30 Mart 2014 Yerel Yönetim Seçimleri’nin üzerinden 10 günden fazla zaman geçti. Herhangi bir olayı sıcağı sıcağına değerlendirmek yanıltıcı sonuçlar verebilir. O yüzden tıpkı içinde oturduğumuz binayı incelemek için biraz uzağa gidip bakmanın gerektiği gibi, seçim sonuçlarını da üzerinden biraz zaman geçtikten sonra değerlendirmeyi uygun gördük. Seçim sonuçları hakkında maddeler halinde şu tespitlerde bulunmak mümkündür:
1) Seçimin tartışmasız galibi iktidar partisi AKP’dir. Ne varki bu galibiyeti rakiplerini “eze eze yenmek” şeklinde tanımlamak çok yanlış olur. İktidar partisi pek çok yerde yeni belediyeler kazanırken pek çok yerde de kaybetmiştir.

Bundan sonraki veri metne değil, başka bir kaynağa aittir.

PR #9825, opened 2020-05-07
Fix a misspelling in knife subcommand.

phiggins:
"recind" is not a word.

### DIFF
--- a/lib/chef/knife/user_invite_rescind.rb
+++ b/lib/chef/knife/user_invite_rescind.rb
@@ -20,14 +20,14 @@ require_relative "../knife"
 
 class Chef
   class Knife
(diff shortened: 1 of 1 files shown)


tas50:
This is technically breaking, but I think that it makes sense here to just fix it. Horrible typos can't live on forever.

phiggins:
> This is technically breaking, but I think that it makes sense here to just fix it. Horrible typos can't live on forever.

I thought about that, and we could probably alias it by creating a class with the same name that's equal to the new one, but I'm not sure how that would work with all the class name to command line arg translation happening.

I also didn't see this documented anywhere so I'm not sure how widely used it is.

PR #9826, opened 2020-05-08
Add spellcheck config and fix a bunch of violations

phiggins:
Adds two rake tasks:

* `rake spellcheck` lists the spellcheck violations with the file and line number they occur on.
* `rake spellcheck:unknown_words` lists just the words of spellcheck violations, useful for generating exceptions lists.

The exception list is pretty long because I wanted to avoid having to change code and potentially break things.


cspell.json
```diff
@@ -0,0 +1,2195 @@
...
+    "zypper",
+    "Ásgeirsson"
+  ],
+  // flagWords - list of words to be always considered incorrect
+  // This is useful for offensive words and common spelling errors.
+  // For example "hte" should be "the"
+  "flagWords": [
+    "hte"
+  ],
+  "ignorePaths": [
```
phiggins, line 2172: I tried to ignore most things that did not have any prose in them, things that would not ever be user facing, and directories with binaries in them.

I avoided all of `spec/**` because main tests are full of nonsense words and gibberish that would have taken a long time to go over.

lib/chef/win32/security/sid.rb
```diff
@@ -261,23 +261,23 @@ def self.current_user
...
+        # Check if the user is in builtin system group
         #
         # @return [Boolean] True or False
         #
         def self.group_user?(user)
           BUILT_IN_GROUPS.include?(user.to_s.upcase)
         end
 
-        # Сheck if the user belongs to system users category
+        # Check if the user belongs to system users category
```
phiggins, line 280: These are not the latin letter `C`, they are a Cyrillic character. https://en.wikipedia.org/wiki/Es_(Cyrillic)

lib/chef/cookbook_loader.rb
```diff
@@ -27,7 +27,7 @@
 
 class Chef
   # This class is used by knife, cheffs and legacy chef-solo modes.  It is not used by the server mode
-  # of chef-client or zolo/zero modes.
```
tas50, line 30: This might have been intentional. Zero + Solo was referred to as zolo.

lib/chef/provider/remote_directory.rb
```diff
@@ -245,7 +245,7 @@ def directory_resource(dir)
         res = Chef::Resource::Directory.new(dir, run_context)
         res.cookbook_name = resource_cookbook
         if ChefUtils.windows? && rights
-          # rights are only meant to be applied to the toppest-level directory;
```
tas50, line 248: seems like this should be most top level

lib/chef/cookbook_loader.rb
phiggins: TIL, reverted.

Rakefile
```diff
@@ -108,3 +108,19 @@ begin
 rescue LoadError
   puts "yard is not available. bundle install first to make sure all dependencies are installed."
 end
+
+if `command -v cspell`.empty?
```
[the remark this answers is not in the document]
phiggins: `command` is supposed to be the POSIX compliant way of doing this so I'm not sure why it wouldn't work. I removed it, it wasn't super necessary to gate this.

tas50:
Rebased to resolve the conflict with the fix I already made to the release notes. Glad to get all the user facing typos fixed. Thanks @phiggins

2)Türkiye nüfusunun yaklaşık dörtte üçünün yaşadığı büyükşehirleri ilgilendiren “Büyükşehir Kanunu” ile 2009 seçimlerinden farklı olarak (İstanbul ve Kocaeli hariç çünkü2009’da İstanbul ve Kocaeli ilçelerinde oturan herkes büyükşehir için oy kullanabilmişti) bütün büyükşehirlerin ilçelerinde oturanlar da büyükşehir belediyesi için oy kullanabilmiş, bu yeni yöntem iki partiye; iktidar partisi AKP’ye ve BDP’ye yaramıştır. Bu bağlamda 2014 Yerel Seçim Sonuçlarının büyükşehirler ile ilgili kısmını 2009 Yerel Seçimleri ile kıyaslamak doğru olmaz. Böyle bir kıyaslama biri çıplak ayakla, diğeri topuklu ayakkabıyla boy ölçümü yapan iki kişinin boy kıyaslaması yapmasına benzer. AKP bu faydayı düşünerek bu yasayı çıkartmış, sözde açılım sürecinde BDP’ye Mardin’i bu şekilde feda ederek amacına ulaşmıştır.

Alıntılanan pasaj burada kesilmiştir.